The mdigen uses the C symbol names to generate a C header file to be included by C/C++ code that uses the MDI. The example above will result in the following code in the C header file:
#define MDI_FOO 0x00800001
#define MDI_BAR 0x08000002
#define MDI_BAR_BAZ 0x09000003
The purpose of using integer IDs rather than arbitrary string names for nodes is to:
- provide build time error checking when compiling MDI files, and
- provide better efficiency when traversing the MDI binary at runtime
Integer constants can be defined for integer literals or expressions. For example:
const ONE = 1
const THREE = 1 + 2
Node definitions define a top-level node in the MDI node tree.
All top-level nodes are implicitly added to the MDI root node,
which is an unnamed list that does not actually appear in the MDI source code.
Node definitions are of the form <identifier> = <value>
,
where value can be an integer literal, expression, constant, a boolean or string literal, a list or an array.
List values begin and end with '{' and '}'
, while array values begin and end with '[' and ']'
For example, the following MDI node definitions can be written using the ID definitions in the examples above:
foo = 1
bar = {
baz = "Hi there"
}
boolean-array = [ true, false, true ]
Compiling this code will generate an MDI binary a root node with three children: foo
, bar
and bool-array
.
An MDI binary begins with a bootdata_t
header
(see system/public/zircon/boot/bootdata.h)
The bootdata_t.type
field is set to BOOTDATA_TYPE_MDI
.
Following the bootdata_t
header are a sequence of mdi_node_t
structs.
These structs are aligned to 8 byte boundaries.
The mdi_node_t
struct contains:
- the node's ID
- total length of the node, including subnodes
- the node's value (for nodes of type
uint8
,int32
,uint32
,uint64
andboolean
- for strings, the string's length
- for lists, the number of immediate child nodes
- for arrays, the number of array elements
List nodes are immediately followed by the children of the list. Strings and arrays are immediately followed by the string value or array elements.
IDs contain the node type in the high bits and the ID's integer value in the low bits. See the header file system/public/zircon/mdi.h for more details.
The mdigen tool generates MDI binaries from one or more MDI source files, with paths to the source files provided via mdigen's command line. mdigen can also take the following additional options:
-o <path to output MDI binary>
-h <path to output C header file containing MDI ID definitions>
When invoking mdigen, you must specify either a -o
or -h
option, or both.
Zircon contains a library for reading the MDI binary format The library can be used both in the kernel and userspace. The header file for the MDI library is at system/ulib/mdi/include/mdi/mdi.h.

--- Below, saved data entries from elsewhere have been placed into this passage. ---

PR #173, opened 2021-03-22
Features/#167 adjust heat demand in unpopulated cells

### LINKED ISSUE #167: Deal with residential heat demand in cells without zensus population
There are some ha-cells with a residential heat demand but without a zensus population due to different datasets and methods. 
This results in issues, e.g. when creating heat demand time series based on the number of buildings from zensus. 
Until the methods from Peta can be integrated and directly use zensus population data, we will delete the residential heat demands in cells without zensus population and scale the demands in populated cells to meet the target values.

ClaraBuettner:
Closes #167


EvaWie (approved):
Thanks for the implementation of these adjustments!
I added a few changes in the formatting.

PR #176, opened 2021-03-23
Provide an example for updating to OEP-1.4.1 metadata standard

### LINKED ISSUE #139: Clarify metadata format
If I am not mistaking, we follow the [OEP Metadata version 1.4.0](https://github.com/OpenEnergyPlatform/oemetadata/blob/develop/metadata/v140/metadata_key_description.md).
Nevertheless, there seem to be some unclear points regarding the creation of metadata:
- How do we reference datasets, which have been created / loaded by other scripts into the local database?
- Which date is dataset creation date? How is that related to the version control of our datasets?

Please feel free to add further points.

gplssm:
This PR updates metadata for 

- VG250
- OpenStreetMap

Tasks we shouldn't forget:

- [x] Links for further details of Metadata needed to be added to docs
  - Example: https://github.com/OpenEnergyPlatform/oemetadata/blob/develop/metadata/latest/example.json
  - Description of metadata fields: https://github.com/OpenEnergyPlatform/oemetadata/blob/develop/metadata/latest/metadata_key_description.md
- [x] Move context to central place
- [x] Move linceses to central place
- [x] Adapt VG250 metadata according to decisions in https://github.com/openego/eGon-data/pull/176#issuecomment-808141771
- [x] Insert `resources` in OpenStreetMap metadata for each table. Use this script: https://github.com/openego/eGon-data/pull/176#issuecomment-865064295
- [x] Update CHANGELOG
- [x] Update docs

Fixes #139


gplssm:
I updated version of metadata to OEMetadata v1.4.1 on the example of VG250 tables. On the example of vg250_gem it looks like

```
'{
    "name": "boundaries.vg250_gem",
    "title": "BKG - Verwaltungsgebiete 1:250.000 - Gemeinden (GEM)",
    "description": "BKG - Verwaltungsgebiete 1:250.000 - Gemeinden (GEM)",
    "language": [
        "de-DE"
    ],
    "publicationDate": "2021-03-23",
    "context": {
        "homepage": "https://ego-n.org/",
        "documentation": "https://egon-data.readthedocs.io/en/latest/",
        "sourceCode": "https://github.com/openego/eGon-data",
        "contact": "https://ego-n.org/partners/",
        "grantNo": "03EI1002",
        "fundingAgency": "Bundesministerium f\u00fcr Wirtschaft und Energie",
        "fundingAgencyLogo": "https://www.innovation-beratung-foerderung.de/INNO/Redaktion/DE/Bilder/Titelbilder/titel_foerderlogo_bmwi.jpg?__blob=normal&v=3",
        "publisherLogo": "https://ego-n.org/images/eGon_logo_noborder_transbg.svg"
    },
    "spatial": {
        "location": null,
        "extent": "Germany",
        "resolution": "1:250000"
    },
    "temporal": {
        "referenceDate": "2020-01-01",
        "timeseries": {
            "start": null,
            "end": null,
            "resolution": null,
            "alignment": null,
            "aggregationType": null
        }
    },
    "sources": [
        {
            "title": "Verwaltungsgebiete 1:250 000 (Ebenen)",
            "description": "Der Datenbestand umfasst s\u00e4mtliche Verwaltungseinheiten der hierarchischen Verwaltungsebenen vom Staat bis zu den Gemeinden mit ihren Grenzen, statistischen Schl\u00fcsselzahlen, Namen der Verwaltungseinheit sowie die spezifische Bezeichnung der Verwaltungsebene des jeweiligen Landes.",
            "path": "https://daten.gdz.bkg.bund.de/produkte/vg/vg250_ebenen_0101/2020/vg250_01-01.geo84.shape.ebenen.zip",
            "licenses": [
                {
                    "name": "dl-by-de/2.0",
                    "title": "Datenlizenz Deutschland \u2013 Namensnennung \u2013 Version 2.0",
                    "path": "www.govdata.de/dl-de/by-2-0",
                    "instruction": "Jede Nutzung ist unter den Bedingungen dieser \u201eDatenlizenz Deutschland - Namensnennung - Version 2.0 zul\u00e4ssig.\nDie bereitgestellten Daten und Metadaten d\u00fcrfen f\u00fcr die kommerzielle und nicht kommerzielle Nutzung insbesondere:(1) vervielf\u00e4ltigt, ausgedruckt, pr\u00e4sentiert, ver\u00e4ndert, bearbeitet sowie an Dritte \u00fcbermittelt werden;\n (2) mit eigenen Daten und Daten Anderer zusammengef\u00fchrt und zu selbst\u00e4ndigen neuen Datens\u00e4tzen verbunden werden;\n (3) in interne und externe Gesch\u00e4ftsprozesse, Produkte und Anwendungen in \u00f6ffentlichen und nicht \u00f6ffentlichen elektronischen Netzwerken eingebunden werden.\nBei der Nutzung ist sicherzustellen, dass folgende Angaben als Quellenvermerk enthalten sind:\n(1) Bezeichnung des Bereitstellers nach dessen Ma\u00dfgabe,\n(2) der Vermerk Datenlizenz Deutschland \u2013 Namensnennung \u2013 Version 2.0 oder dl-de/by-2-0 mit Verweis auf den Lizenztext unter www.govdata.de/dl-de/by-2-0 sowie\n(3) einen Verweis auf den Datensatz (URI).Dies gilt nur soweit die datenhaltende Stelle die Angaben(1) bis (3) zum Quellenvermerk bereitstellt.\nVer\u00e4nderungen, Bearbeitungen, neue Gestaltungen oder sonstige Abwandlungen sind im Quellenvermerk mit dem Hinweis zu versehen, dass die Daten ge\u00e4ndert wurden.",
                    "attribution": "\u00a9 GeoBasis-DE / BKG (2021)"
                }
            ]
        }
    ],
    "licenses": [
        {
            "name": "dl-by-de/2.0",
            "title": "Datenlizenz Deutschland \u2013 Namensnennung \u2013 Version 2.0",
            "path": "www.govdata.de/dl-de/by-2-0",
            "instruction": "Jede Nutzung ist unter den Bedingungen dieser \u201eDatenlizenz Deutschland - Namensnennung - Version 2.0 zul\u00e4ssig.\nDie bereitgestellten Daten und Metadaten d\u00fcrfen f\u00fcr die kommerzielle und nicht kommerzielle Nutzung insbesondere:(1) vervielf\u00e4ltigt, ausgedruckt, pr\u00e4sentiert, ver\u00e4ndert, bearbeitet sowie an Dritte \u00fcbermittelt werden;\n (2) mit eigenen Daten und Daten Anderer zusammengef\u00fchrt und zu selbst\u00e4ndigen neuen Datens\u00e4tzen verbunden werden;\n (3) in interne und externe Gesch\u00e4ftsprozesse, Produkte und Anwendungen in \u00f6ffentlichen und nicht \u00f6ffentlichen elektronischen Netzwerken eingebunden werden.\nBei der Nutzung ist sicherzustellen, dass folgende Angaben als Quellenvermerk enthalten sind:\n(1) Bezeichnung des Bereitstellers nach dessen Ma\u00dfgabe,\n(2) der Vermerk Datenlizenz Deutschland \u2013 Namensnennung \u2013 Version 2.0 oder dl-de/by-2-0 mit Verweis auf den Lizenztext unter www.govdata.de/dl-de/by-2-0 sowie\n(3) einen Verweis auf den Datensatz (URI).Dies gilt nur soweit die datenhaltende Stelle die Angaben(1) bis (3) zum Quellenvermerk bereitstellt.\nVer\u00e4nderungen, Bearbeitungen, neue Gestaltungen oder sonstige Abwandlungen sind im Quellenvermerk mit dem Hinweis zu versehen, dass die Daten ge\u00e4ndert wurden.",
            "attribution": "\u00a9 GeoBasis-DE / BKG (2021)"
        }
    ],
    "contributors": [
        {
            "title": "Guido Ple\u00dfmann",
            "email": "http://github.com/gplssm",
            "date": "2020-12-04",
            "object": "",
            "comment": "Imported data"
        }
    ],
    "resources": [
        {
            "profile": "tabular-data-resource",
            "name": "boundaries.vg250_gem",
            "path": null,
            "format": "PostgreSQL",
            "encoding": "UTF-8",
            "schema": {
                "fields": [
                    {
                        "description": "Index",
                        "name": "gid",
                        "type": "integer",
                        "unit": null
                    },
                    {
                        "description": "Administrative level",
                        "name": "ade",
                        "type": "integer",
                        "unit": null
                    },
                    {
                        "description": "Geofactor",
                        "name": "gf",
                        "type": "integer",
                        "unit": null
                    },
                    {
                        "description": "Particular areas",
                        "name": "bsg",
                        "type": "integer",
                        "unit": null
                    },
                    {
                        "description": "Territorial code",
                        "name": "ars",
                        "type": "string",
                        "unit": null
                    },
                    {
                        "description": "Official Municipality Key",
                        "name": "ags",
                        "type": "string",
                        "unit": null
                    },
                    {
                        "description": "Seat of the administration (territorial code)",
                        "name": "sdv_ars",
                        "type": "string",
                        "unit": null
                    },
                    {
                        "description": "Geographical name",
                        "name": "gen",
                        "type": "string",
                        "unit": null
                    },
                    {
                        "description": "Designation of the administrative unit",
                        "name": "bez",
                        "type": "string",
                        "unit": null
                    },
                    {
                        "description": "Identifier",
                        "name": "ibz",
                        "type": "integer",
                        "unit": null
                    },
                    {
                        "description": "Note",
                        "name": "bem",
                        "type": "string",
                        "unit": null
                    },
                    {
                        "description": "Name generation",
                        "name": "nbd",
                        "type": "string",
                        "unit": null
                    },
                    {
                        "description": "Land (state)",
                        "name": "sn_l",
                        "type": "string",
                        "unit": null
                    },
                    {
                        "description": "Administrative district",
                        "name": "sn_r",
                        "type": "string",
                        "unit": null
                    },
                    {
                        "description": "District",
                        "name": "sn_k",
                        "type": "string",
                        "unit": null
                    },
                    {
                        "description": "Administrative association \u2013 front part",
                        "name": "sn_v1",
                        "type": "string",
                        "unit": null
                    },
                    {
                        "description": "Administrative association \u2013 rear part",
                        "name": "sn_v2",
                        "type": "string",
                        "unit": null
                    },
                    {
                        "description": "Municipality",
                        "name": "sn_g",
                        "type": "string",
                        "unit": null
                    },
                    {
                        "description": "Function of the 3rd key digit",
                        "name": "fk_s3",
                        "type": "string",
                        "unit": null
                    },
                    {
                        "description": "European statistics key",
                        "name": "nuts",
                        "type": "string",
                        "unit": null
                    },
                    {
                        "description": "Filled territorial code",
                        "name": "ars_0",
                        "type": "string",
                        "unit": null
                    },
                    {
                        "description": "Filled Official Municipality Key",
                        "name": "ags_0",
                        "type": "string",
                        "unit": null
                    },
                    {
                        "description": "Effectiveness",
                        "name": "wsk",
                        "type": "string",
                        "unit": null
                    },
                    {
                        "description": "DLM identifier",
                        "name": "debkg_id",
                        "type": "string",
                        "unit": null
                    },
                    {
                        "description": "Territorial code (deprecated column)",
                        "name": "rs",
                        "type": "string",
                        "unit": null
                    },
                    {
                        "description": "Seat of the administration (territorial code, deprecated column)",
                        "name": "sdv_rs",
                        "type": "string",
                        "unit": null
                    },
                    {
                        "description": "Filled territorial code (deprecated column)",
                        "name": "rs_0",
                        "type": "string",
                        "unit": null
                    },
                    {
                        "description": "Geometry of areas as WKB",
                        "name": "geometry",
                        "type": "Geometry(Polygon, srid=4326)",
                        "unit": null
                    }
                ],
                "primaryKey": [
                    "gid"
                ],
                "foreignKeys": null
            },
            "dialect": {
                "delimiter": null,
                "decimalSeparator": "."
            }
        }
    ],
    "metaMetadata": {
        "metadataVersion": "OEP-1.4.1",
        "metadataLicense": {
            "name": "CC0-1.0",
            "title": "Creative Commons Zero v1.0 Universal",
            "path": "https://creativecommons.org/publicdomain/zero/1.0/"
        }
    }
}'
```

Some fields couldn't properly be addressed. We need some decisions how we deal with these field in eGon-data

- id: not set, because neither URI nor DOI available yet. Should be added once published to OEP
- keywords: not used at the moment
- publicationDate was set to datetime.date.today(), we should decide if we do it differently or if we overwrite during publication on OEP 
- context should be provided centrally
- licenses should be written once as dictionary and then reused
- contributors: which changes are tracked here? In the VCS each of the changes is tracked, this could be doubled here, but maybe it's not worth. We should find a genreal aggreement in eGo^n
- resources > schema > fields > path not set because no publicly reachable URL available
- resources > schema > foreignKeys not set because no foreign keys are used in the example. Another example including FKs would be helpful

gplssm:
I have two more questions for OEP metadata experts. @christian-rli can I ask you again?

1. Does it make sense to fill all fields below "temporal" > "timeseries" or can we simply set "timeseries": null if it isn't a timeseries?
2. How to describe an empty field: null or "" (I chose null (None in python dicts respectively) for now)

christian-rli:
>     1. Does it make sense to fill all fields below "temporal" > "timeseries" or can we simply set "timeseries": null if it isn't a timeseries?

I thought about this just now and took a look at the parser and how different versions are shown on the website. Setting `"timeseries"` to `null` seems logical to me. It can also be parsed by OMI and the website will display it appropriately. Furthermore it is also possible to omit the key `"timeseries"` altogether.

>     2. How to describe an empty field: null or "" (I chose null (None in python dicts respectively) for now)

I'm not quite sure what a use-case might be that you are referring to. In which case would you need to reference a single empty field (or column?) in a data table within the metadata? Here are the metadata options I see: 

- `null` signifies that a specific metadata key (e.g. column description) does not apply for this specific data table or that the information wasn't supplied.
- If there is information available stating that in fact there is no such thing, an option could be to use "none". This could apply for example in a situation where there is no documentation available. A more descriptive value might also help, though.
- If the answer to one of the metadata fields is in fact empty, then I suppose an empty string "" could signify that... but I'd be interested in hearing the actual use case before recommending this option :)

gplssm:
Thanks for your answer!

> > ```
> > 1. Does it make sense to fill all fields below "temporal" > "timeseries" or can we simply set "timeseries": null if it isn't a timeseries?
> > ```
> 
> I thought about this just now and took a look at the parser and how different versions are shown on the website. Setting `"timeseries"` to `null` seems logical to me. It can also be parsed by OMI and the website will display it appropriately. Furthermore it is also possible to omit the key `"timeseries"` altogether.

Thanks for checking this! It seems to me that omitting keys is the most plausible approach.

> > ```
> > 2. How to describe an empty field: null or "" (I chose null (None in python dicts respectively) for now)
> > ```
> 
> I'm not quite sure what a use-case might be that you are referring to. In which case would you need to reference a single empty field (or column?) in a data table within the metadata? Here are the metadata options I see:
> 
>     * `null` signifies that a specific metadata key (e.g. column description) does not apply for this specific data table or that the information wasn't supplied.
> 
>     * If there is information available stating that in fact there is no such thing, an option could be to use "none". This could apply for example in a situation where there is no documentation available. A more descriptive value might also help, though.
> 
>     * If the answer to one of the metadata fields is in fact empty, then I suppose an empty string "" could signify that... but I'd be interested in hearing the actual use case before recommending this option :)

Ok, thanks for this detailed explanation. Indeed, it might make sense to use a field for explaining why there is no information. For example, in case of a missing documentation.

Takeaway for use: omit the key or set the value to `None` if the key isn't applicable (for example `timeseries` in case of non-timeseries data). Both should results in the same data being displayed on the OEP.
Using an empty string `""` doesn't make too much sense. 

Btw, you mentioned OMI. Does it maybe make sense to use OMI in eGon-data for testing metadata string parsing?

christian-rli:
> Takeaway for use: omit the key or set the value to `None` if the key isn't applicable (for example `timeseries` in case of non-timeseries data). Both should results in the same data being displayed on the OEP.

Just for the sake of clarity `null` does not equal `"none"`. `null` means there is nothing here because it doesn't apply ("this isn't a timeseries, so providing any information here is out of place") or this information is left blank ("this might be a timeseries, but nobody specifically said so"). 
My initial interpretation of `"none"` would be that one might reasonably expect information here, but in fact we're told that such information does not exist (as in the documentation example). The second interpretation that you might have understood from my comment (unless it was simply a typo) is that `"none"` explicitly states that this metadata field does not apply and that it's not just a field that was left empty.

For now, I would like to ask you not to go with the second interpretation, but to omit the field or enter `null` in cases where it doesn't apply. I do see the case that one might want to state that this field explicitly does not apply and wasn't just left empty. However I would rate the importance of this use case lower than the extra mental effort or manual labor for explicit labelling (until someone convinces me otherwise)... I realize that this that this system of emptiness, none, null, and potentially "" can be confusing and I'd be happy to switch to a system that is more intuitive. I'd welcome any comments and suggestions regarding this matter! Also, in case my comments were somehow unclear or difficult to follow.

[OMI](https://github.com/OpenEnergyPlatform/omi) is the tool that is used by the OEP to parse the metadata (this includes btw a converter from version 1.3 to 1.4.). Before uploading to the OEP I usually parse my strings with OMI to see if they are going to be accepted beforehand. So if you are going to have a lot of strings it would indeed make sense to check them automatically. In my experience OMI isn't the most userfriendly program, but the basic command that I use for parsing my strings is:

`omi translate -f oep-v1.4 my_string.json`

I'd be very happy to receive bug reports, suggestions for better error messages and more general question marks, because it would help a lot with improving the tool.

gplssm:
> > Takeaway for use: omit the key or set the value to `None` if the key isn't applicable (for example `timeseries` in case of non-timeseries data). Both should results in the same data being displayed on the OEP.
> 
> Just for the sake of clarity `null` does not equal `"none"`. `null` means there is nothing here because it doesn't apply ("this isn't a timeseries, so providing any information here is out of place") or this information is left blank ("this might be a timeseries, but nobody specifically said so").
> My initial interpretation of `"none"` would be that one might reasonably expect information here, but in fact we're told that such information does not exist (as in the documentation example). The second interpretation that you might have understood from my comment (unless it was simply a typo) is that `"none"` explicitly states that this metadata field does not apply and that it's not just a field that was left empty.
> 
> For now, I would like to ask you not to go with the second interpretation, but to omit the field or enter `null` in cases where it doesn't apply. I do see the case that one might want to state that this field explicitly does not apply and wasn't just left empty. However I would rate the importance of this use case lower than the extra mental effort or manual labor for explicit labelling (until someone convinces me otherwise)... I realize that this that this system of emptiness, none, null, and potentially "" can be confusing and I'd be happy to switch to a system that is more intuitive. I'd welcome any comments and suggestions regarding this matter! Also, in case my comments were somehow unclear or difficult to follow.

Thanks for this detailed explanation again :+1: 
I think I  can understand the difference and I agree: using `null` or omitting a key is favorable. This works well for us and, as far as I can think of future cases, we won't need the `"none"` option.

> [OMI](https://github.com/OpenEnergyPlatform/omi) is the tool that is used by the OEP to parse the metadata (this includes btw a converter from version 1.3 to 1.4.). Before uploading to the OEP I usually parse my strings with OMI to see if they are going to be accepted beforehand. So if you are going to have a lot of strings it would indeed make sense to check them automatically. In my experience OMI isn't the most userfriendly program, but the basic command that I use for parsing my strings is:
> 
> `omi translate -f oep-v1.4 my_string.json`
>
> I'd be very happy to receive bug reports, suggestions for better error messages and more general question marks, because it would help a lot with improving the tool.

Thanks also for this explanation! I agreed with some members of the consortium that it would make sense from our perspective to include this check with OMI.  
We won't do this the next days, but maybe in April. We'll keep you updated.

gplssm:
@christian-rli one more question :)

We've talked about the field `keywords` and asked ourselves if these are related to tags shown on the OEP. Is there any relation between keywords and tags? Are the tags generated from keywords or is this something completely different?

christian-rli:
> @christian-rli one more question :)
> 
> We've talked about the field `keywords` and asked ourselves if these are related to tags shown on the OEP. Is there any relation between keywords and tags? Are the tags generated from keywords or is this something completely different?

The idea is that there _should_ be a connection. That would be an easy way to work with tags. However for historical reasons this isn't implemented (yet). Tags were integrated into the OEP before the metadata-string. They are database entries with ids and all that, while keywords technically are part of a comment on the table. An integration now would/will be a bit tricky. Tags could arise multiple times and a connection would need to be built between comments and the tags table - in both directions. So while there is no conceptual difference between the two, they are technically separate and need to be updated in different ways. The only way I know how to update tags is through the OEP interface. Keywords can be updated via api and interface, but only tags are shown next to the table and can be used to filter in the interface.

I was positive that there would be an issue for the connection of the two, but i couldn't find it [so I opened one](https://github.com/OpenEnergyPlatform/oeplatform/issues/740).

gplssm:
Thanks for the detailed answer again!

I can confirm that a connection between keywords and tags would be useful. 
However, it's not a super important feature we have to use. We'll leave the keywords empty for now.

gplssm:
Decisions for fields that were listed in https://github.com/openego/eGon-data/pull/176#issuecomment-805049720 from telco on 25th of March:

- id: must be added during publication on OEP
- keywords: will not be used
- publicationDate: must be updated during publication on OEP
- contributors: we list all contributors who contributed creating the described data. The fields `date`, `obj` and `comment` will be left blank. `email` is optional
- resources > schema > fields > path: must be added during publication on OEP
- resources > schema > foreignKeys: Another example including FKs would be helpful

christian-rli:
> resources > schema > foreignKeys: Another example including FKs would be helpful

@jh-RLI has provided me with an [example json file](https://github.com/OpenEnergyPlatform/data-preprocessing/blob/44cdc13276cf942fc91af2153b53aade3c492e66/data-review/open_MODEX_base_scenario_frame_datapackage.json) that covers several resources in one metadata file and connects those with a foreign key.

Table creation is done with [oem2orm](https://github.com/OpenEnergyPlatform/oem2orm). If you need more details, ask @jh-RLI who has more experience with this example and who also developed oem2orm.

gplssm:
Script used to extract metadata from database table

```
from sqlalchemy import BigInteger, BIGINT

from egon.data.processing.zensus_vg250.zensus_population_inside_germany import Vg250Sta



fields = []


sqlalchemy_type_map = {
    "BIGINT": "integer",
    "VARCHAR": "string"
}

for col in Vg250Sta.__table__.columns:
    print("\"" + str(col).split(".")[1] + ":\" ")

    field = {
        "name": col.name,
        "description": "",
        "type": sqlalchemy_type_map.get(str(col.type), col.type),
        # "type": sqlalchemy_type_map[str(col.type)],
        "unit": None
    }

    fields.append(field)

import pprint

pprint.pprint(fields)
```

nesnoj:
@gnn this is the mentioned workaround for the reflection of geometry columns:
https://github.com/openego/eGon-data/blob/7229d55e8af7bbfdb7fb12fa8592aa3a9c2f06cd/src/egon/data/metadata.py#L225-L240

nesnoj:
@gnn may I request your review?

CONTRIBUTING.rst
```diff
@@ -275,6 +275,69 @@ be saved locally, please use `CWD` to store the data. This is achieved by using
...
+
+Helpers
+^^^^^^^
+
+There are some **licence templates** provided in :py:mod:`egon.data.metadata`
+you can make use of for fields 11.4 and 12 of the
+`Open Energy Metadata Description`_. Also, there's a template for the
+**metaMetadata** (field 16).
+
+[Some content about **sources** will be inserted here]
```
ClaraBuettner, line 328: I'm wondering if we could already write something about our today's meeting of the manual sources-list here. What do you think?

src/egon/data/metadata.py
```diff
@@ -0,0 +1,262 @@
...
+    Returns
+    -------
+    list of dict
+        Resource fields
+    """
+
+    # TODO: Workaround as SQLA does not recognize Geometry columns. This only
+    #  covers the dtype of a specific column 'geom', how can this be done in a
+    #  generic way?
+    ischema_names['geom'] = Geometry
```
ClaraBuettner, line 250: As you already explained in the meeting last week this might be a bit problematic for SQL-defined tables with another geom column name. Do you want to find a solution (e.g. giving the geom-column names as an input-parameter to the function) before this is merged or prefer to solve it when we run into problems?

src/egon/data/datasets/osm/__init__.py
```diff
@@ -114,7 +120,9 @@ def to_postgres(num_processes=1, cache_size=4096):
 
 
 def add_metadata():
-    """Writes metadata JSON string into table comment."""
+    """Writes metadata JSON string into table comment.
```
ClaraBuettner, line 123: In my case the osm-Dataset was skipped because the version already existed. I started a clean run in an empty database now to make sure it is executed, but I thought that the Dataset-version should be always updated when the code changed. Or am I mistaken?

CONTRIBUTING.rst
nesnoj: Good point, I'll add this to the docs.

src/egon/data/metadata.py
nesnoj: I'd implement the geom-columns-as-input-params as minimum solution.
I haven't put more efforts into a more generic approach, what about u @gnn?

src/egon/data/datasets/osm/__init__.py
nesnoj: \*cough\* yes, I forgot that, thanks.

ClaraBuettner:
I tested this branch successfully in testmode in an empty database and new environment.
In addition I tested the omi-tool as explained in the docs, it was also working as expected.

CONTRIBUTING.rst
nesnoj: Done in 802f86b0bf2cad41559a41e84c499755bc161872

ClaraBuettner: Yes, thank you!

src/egon/data/metadata.py
nesnoj: > I'd implement the geom-columns-as-input-params as minimum solution.

Done in ec7d5eefdd2bc4eae21bb68135da23d527aa3bfc

ClaraBuettner (approved):

nesnoj:
Thanks a lot for your review @ClaraBuettner !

When using the MDI library, one must first call mdi_init()
to get a reference
to the root node in the MDI tree. The remaining library functions can be used to read
the value of a node, access the ith element of an array node,
or traverse the children of list nodes.
The MDI library does not allocate memory or depend on any other libraries, so it can be used within any context in the zircon kernel or userspace.